[Saved entries]
----------

Issue #465, opened 2017-02-14
xrootd 4.6.0 xrdcp treats missing CRL as an error


ellert:
This issue was reported as a comment in the bodhi update system in Fedora:

https://bodhi.fedoraproject.org/updates/FEDORA-2017-0eca8dbb12

When I first investigated this I found the problem with the incompatibility with older servers that I reported in #461 which showed a similar problem, but the original reporter came back and reported that his problem still was there after updating to the version fixing the older server incompatibility.

I tried to issue the exact same command that was used by the reporter, and it succeeded without problems for me. So I asked for more information.

The detailed logs that were provided showed that on the users system the CRL files for the CA signing the server's certificate ware not present. And if I move these CRL files away on my system I can reproduce the problem.

An absent CRL file should not cause an error. The CRL file being absent means "do not check". If the CRL file is there it must be valid (i.e. not expired) and those certificates that are revoked in it must not be validated.

The CRL checking code in 4.6.0 treats a missing CRL as an expired CRL, which is not correct. This is a regression form the 4.5.0 version.

The logs from the original reporter attempting the same xrdcp command with 4.5.0 and 4.6.0 installed on the same system are attached.

[xrdcp-4.5.0.txt](https://github.com/xrootd/xrootd/files/773755/xrdcp-4.5.0.txt)
[xrdcp-4.6.0.txt](https://github.com/xrootd/xrootd/files/773754/xrdcp-4.6.0.txt)

gganis:
This should be now fixed in the HEAD of master and stable-4.6.x .
Thanks for reporting.

ellert:
This issue has reappeared.

gganis:
Should be fixed now. Please confirm. Sorry for the inconvenience.

ellert:
The case when the CRL is absent works now. However, a warning appears in the terminal which I think should not be there:
170306 21:21:08 2183 secgsi_GetCA: CRL entry for '70d35895.0:1' needs refreshing: clean the related entry cache first (0x7fd3b002d700)

ellert:
Is anyone looking into removing the confusing warning?

gganis:
Sorry, I am not able to reproduce it.
What configuration produces this (valid/invalid/missing/expired CRL)?

ellert:
With the CRLs (70d35895.r0 and d690e530.r0) present in /etc/grid-security/certificates:

[...]

PR #467, opened 2017-02-15
Absent CRL is not an error (issue #465)

ellert:
This is a proposed fix for issue #465.

### DIFF
--- a/src/XrdSecgsi/XrdSecProtocolgsi.cc
+++ b/src/XrdSecgsi/XrdSecProtocolgsi.cc
@@ -4008,7 +4008,7 @@ XrdCryptoX509Crl *XrdSecProtocolgsi::LoadCRL(XrdCryptoX509 *xca, const char *sub
    // If not required, we are done
    if (CRLCheck < 2 || (dwld == 0)) {
       // Done
-      return crl;
+      return crl ? crl : (XrdCryptoX509Crl*)(-1);
    }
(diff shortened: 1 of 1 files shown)


gganis:
I see the problem, but I believe the fix should be in the way the null return is interpreted.
I am preparing a patch. Let you know when I am done.

gganis:
I have just uploaded a patch for #465 fixing the interpretation of the return code.
So I am closing this PR without merging it.

ellert:
CRLCheck = 1 is supposed to implement the standard behaviour, i.e. "use if present". This means that a missing CRL should nor be considers an error. But it also means that a present but expired CRL should trigger an error. The code still treats a missing and an expired CRL the same. Now it accept both instead of rejecting both as it did before, but it should accept a missing CRL while rejecting an expired one.

gganis:
Expired CRL contain valid information though not updated. As documented (http://xrootd.org/doc/dev45/sec_config.htm#_Toc464225463) CRLCheck=1 is expected to trigger an error is the loaded CRL is invalid for other reasons (for example if the signature verification fails), 
but accepts expired but otherwise valid CRLs, as CRLCheck=2 does.

gganis:
Forgot to mention the a patch uploaded to day to the HEAD of stable-4.6.x and master makes sure that the documented behaviour is honoured.

PR #469, opened 2017-02-17
A valid legacy proxy should not trigger an error msg

ellert:
This addresses a comment received on the xrootd update for EPEL 7:
https://bodhi.fedoraproject.org/updates/FEDORA-EPEL-2017-9b2cd39ee3

"xrdcp from xrootd-client-4.6.0-3.el7.x86_64 downloads file but with ERROR message"


gganis:
I have applied a slightly modified patch.
Thanks for providing it.

PR #679, opened 2018-03-29
Third-party-copy plugin for XrdHttp

bbockelm:
This PR integrates the external xrootd-tpc plugin (see https://github.com/bbockelm/xrootd-tpc) into the main Xrootd source itself.

The plugin will be built if HTTP is enabled and, when loaded, will handle the COPY WebDAV verb via a callout to `libcurl`.  Multistreaming is supported, as well various extensions used by the WLCG community (`Copy-Header` support to add specific headers to the TPC).

To enable, one can add the following to the configuration file:
```
http.exthandler xrdtpc libXrdHttpTPC.so
```


bbockelm:
If it's not clear, this is NOT meant for 4.8.2.  It might be worthwhile to merge relatively soon afterward.

ffurano:
Thank you very much Brian. We will surely use it a lot

simonmichal:
Hi guys,
I have reverted it, as I stated in the revert comment:

The PR does not follow XRootD coding conventions and brakes the build on vanilla RHEL6 platform in presence of libcurl-devel package. There should be a check in the CMake infrastructures that ensures the XrdTpc package will be only built if a proper version of libcurl-devel is present (or XrdTpc should built with version of libcurl-devel provided in raw RHEL6 environment). Moreover the new component should be packaged properly (if necessary a _with_tpchttp macro should be tested in the spec file).

@abh3 can provide additional detail.

PR #706, opened 2018-05-16
cryptossl/RSA : fix ExportPrivate and ExportPublic signatures

gganis:
This was broken by a partial change back in Dec 2017
(commit 0421bc639e1f1e581e2f597264f445ffa3380660)
Should restore proper behaviour when XrdSecGSIDELEGPROXY is set to 2.

NB: this breaks backward compatibility of some ExportPublic and ExportPrivate methods .


gganis:
Wrong PR. Removing.

PR #710, opened 2018-05-19
Allow XRootD client to accept subjectAltNames.

bbockelm:
With this, if the CN doesn't follow the expected matching rules, then the client will iterate through the listed `subjectAltNames` to determine whether the certificate matches the current host.

This includes support for CNs and SANs with wildcards.

One thing I noticed when testing this branch is XRootD is internally still doing a reverse DNS lookup on the IP address it connects to when filling out the `XrdSecEntity` structure.  This is widely considered insecure despite the fact it was commonly done at the grid level until a few years ago.  I'd strongly suggest we remove the reverse DNS lookup on the client side once there's appropriate SAN support.

### DIFF
--- a/src/XrdCrypto/XrdCryptoX509.cc
+++ b/src/XrdCrypto/XrdCryptoX509.cc
@@ -252,3 +252,77 @@ int XrdCryptoX509::DumpExtensions(bool)
    ABSTRACTMETHOD("XrdCryptoX509::DumpExtensions");
    return -1;
 }
+
+/**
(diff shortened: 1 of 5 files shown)


PerilousApricot:
FWIW - this would be super nice for our (Vanderbilt) site, especially since we're having to pay per-certificate. If you have a large site, requiring individual certs for each host gets to be quite expensive

gganis:
Looks good to me. I'll merge it.

PR #730, opened 2018-06-07
XrdClStream.cc: typo

jmuf:


jmuf:
sorry for this, but am seeing this message way too often on my screen to ignore..

bbockelm:
Ha!  I was complaining about the same thing just this week... it's been irritating me for so long that it's now endearing.

PR #731, opened 2018-06-07
Use DNS lookups to expand non-FQDNs

### LINKED ISSUE #725: [XrdSecgsi] regression in 47eb688dc2131c30edd57eba525f95bb2ea842ba
While testing the recent changes in XrdSecgsi I noticed that a regression has been first introduced in 47eb688dc2131c30edd57eba525f95bb2ea842ba (and **haven't been fixed** by 1533382e11418c24916c93392973ac1c3fcab552).

Consider XRootD with CERN Grid host certificate running on host.cern.ch. When the client tries to authenticate after issuing a command like:
```
 xrdfs host ls /tmp
```
(note hostname was given without _.cern.ch_ domain)
it fails and following error can be seen in the logs:

```
secgsi_getCredentials: server certificate CN 'host.cern.ch' does not match the expected format(s): '[*/]host[/*]' (default); exceptions are controlled by the env XrdSecGSISRVNAMES CF: 0x7fffeee1c360
secgsi_ErrF: Secgsi: ErrParseBuffer: server certificate CN 'host.cern.ch' does not match the expected format(s): '[*/]host[/*]' (default); exceptions are controlled by the env XrdSecGSISRVNAMES: kXGS_cert
```

@bbockelm : Before the commit in question the _host_ hostname was properly resolved into _host.cern.ch_ , currently we do DNS lookups only for IP addresses. Could you explain why the lookup has been removed for plain hostnames?

bbockelm:
Fixes #725.  @simonmichal - please test.

If the user provides a non-FQDN (such as `xrootd` instead of `xrootd.cern.ch`), this will detect the situation and use `getaddrinfo` to expand to the canonical name.

Note that the canonical name may be somewhat unexpected as it resolves CNAMEs all the way down to an A record.  For example, if you set your search domain to `unl.edu`, then the canonical name for `www` is not `www.unl.edu` but rather `unlcms-rs.autosplit.its-sys.unl.edu`.

This also allows the environment variable `XrdSecGSITrustDNS` to be set to 0; if it is, all DNS lookups are skipped.

### DIFF
--- a/src/XrdSecgsi/XrdSecProtocolgsi.cc
+++ b/src/XrdSecgsi/XrdSecProtocolgsi.cc
@@ -35,6 +35,8 @@
 #include <sys/param.h>
 #include <pwd.h>
 #include <sys/types.h>
+#include <sys/socket.h>
+#include <netdb.h>
 #include <sys/stat.h>
 #include <fcntl.h>
 #include <dirent.h>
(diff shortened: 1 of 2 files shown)


abh3:
I really would prefer that NetAddr class be used to resolve the missing domain instead of recoding all of that in-line here. It just becomes a maintenance nightmare. So,c ould you reduce the dozen or so lines with one call to NetAddrInfo?

bbockelm:
I don’t think anything in NetAddr does precisely this.  Should I add a new static method?

abh3:
The ref to netaddr describes the socket and hname is obtained from that object subject to the DNR option. So, it’s intimately tied to the passed netaddr object. So, simply calling the Name() function on that object will accomplish what you want. The only reason we pass in hname is for backward compatibility reasons and people should be using the endPoint reference but we didn’t have time to change it in every security protocol (so we didn’t). You might want to consider doing that instead and not using hname at all. Anyway, if you call Name() on endpoint it will do a getaddrinfo() call with the same options you have to get a canonical name for the endpoint.

bbockelm:
Hi Andy,

I simplified things a bit so we don't rely on DNS at all for the majority of cases (anything that looks like a FQDN) but still handles the case reported by @simonmichal.

The problem with using the trick of appending a `.` is that it still relies on DNS - hence exposing the security issue we were trying to avoid in the first place.

With this, I believe things are secure by default except in detectable backward compatibility scenarios.

Brian

simonmichal:
I can confirm that it does solve the problem in #725.

bbockelm:
@gganis - what's the next step here?

gganis:
Hi Brian,
As I wrote privately, although less relevant now, I think we should provide the possibility to control this also server side. We can do it with an env, but usually we do it with switches. 
I have sent you a patch doing that and slightly renaming the env.
If you do not want to apply the complete patch, can you at least rename the env (you seemed to agree upon)?

Gerri

bbockelm:
Hi Gerri,

Ah yes, I forgot about that patch.  Will apply it momentarily.

Brian

bbockelm:
@gganis - patch applied.

gganis:
@bbockelm Thanks, merged!

PR #732, opened 2018-06-07
Refactor user name extraction from certificate CN

mpatrascoiu:
When using `sec.potocol gsi` with `-authzfun:libXrdSecgsiAUTHZVO.so` and `-authzfunparms with empty vo2usr` , the behavior is to extract the user name from the certificate's /CN field. 

This commit refactors the name extraction to only the first CN encountered.
A text limitation to N characters is respected, where N = length of entity.vorg.

Previously, it would grab all the text after the CN field, stopping either at the end or when N characters were met.

### DIFF
--- a/src/XrdSecgsi/XrdSecgsiAuthzFunVO.cc
+++ b/src/XrdSecgsi/XrdSecgsiAuthzFunVO.cc
@@ -143,7 +143,7 @@ int XrdSecgsiAuthzFun(XrdSecEntity &entity)
    static XrdSysMutex Mutex;
    const char *vtxt = "", *etxt = 0;
    char vbuff[(g_maxvolen+1)*2];
-   int i, n;
+   int idx = 0, n;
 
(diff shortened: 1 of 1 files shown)


bbockelm:
I'm not sure you want the first one.  Maybe the last one?  For example, here's my CERN DN:

`/DC=ch/DC=cern/OU=Organic Units/OU=Users/CN=bbockelm/CN=659869/CN=Brian Paul Bockelman`

With this patch, the username would be `659869`, no?

mpatrascoiu:
Hello Brian,

With the change, the username would be bbockelm.

A complete solution would be to add another argument to the `-authzfunparms` to decide between the first CN, last CN or all of them but I'm not sure that would be something which is needed.

xrootd-dev:
Another concern is that some sites may expect the old behavior and changing this would break things.

ffurano:
Hi,
 for the records, I have no preference for the solutions, they are both equally bad to me (not that I see a good one elsewhere)

Issue #713, opened 2018-05-23
XrdHttp should have appropriate HTTP status code for permission denied


bbockelm:
In #691, @olifre noted the `XrdHttp` plugin always returns a 404 (File Not Found) in the case of an error.

This is particularly confusing when there's a permission denied, as that would more naturally map to a "403 Unauthorized User".

Let's implement the translation between permission denied and 403 status code.

(There are, of course, many other translations we could make... let's start with something concrete and move forward).

abh3:
Didn't this get fixed on some recent pull request?

ffurano:
Hi Andy,

 I think so, but did not have time to verify... sorry. I'll verify today :-)

f


Il 21/08/18 06:43, Andrew Hanushevsky ha scritto:

ffurano:
Hi Andy,

 yes AFAIK :-)

f

abh3:
OK, so I am closing this as solved.

ffurano:
yup

PR #735, opened 2018-06-08
XrdHttp: Xrd error code to HTTP status translation

mpatrascoiu:
This change introduces a new method which translates from an Xrd error code into an appropriate HTTP 
status code.

It introduces 2 new private variables in XrdHttpReq: `httpStatusCode` & `httpStatusText`.
`httpStatusCode`: HTTP Status compliant code
`httpStatusText`: the Xrd error text, if present, or a minimal description otherwise
Default values are 500 and "Unrecognized error".

During the request post-processing, the branches which end in an error will send back the status code and text mentioned above.

This pull request addresses issue #713

### DIFF
--- a/src/XrdHttp/XrdHttpProtocol.cc
+++ b/src/XrdHttp/XrdHttpProtocol.cc
@@ -1426,9 +1426,12 @@ int XrdHttpProtocol::StartSimpleResp(int code, const char *desc, const char *hea
     ss << desc;
   } else {
     if (code == 200) ss << "OK";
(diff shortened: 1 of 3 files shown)


mpatrascoiu:
Hello Brian,

Good catch. I've did a small commit where I'm also passing the `httpStatusText.length()` to the `SendSimpleResp` function.

ffurano:
Hi,
I'm starting my little doublechecks now. I agree that this is a nice little improvement
Thank you Mihai
Fabrizio

PR #749, opened 2018-06-19
Restructure GSI proxy delegation options

gganis:
This patch re-organizes how proxy delegation is handled and controlled in GSI, and it adds the possibility to save the proxy in Entity.creds .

----------

▶ [What the task requires] Your response should be made up of the lines in the data that contain the word "warning".

▶ [Response below]
The case when the CRL is absent works now. However, a warning appears in the terminal which I think should not be there:
Is anyone looking into removing the confusing warning?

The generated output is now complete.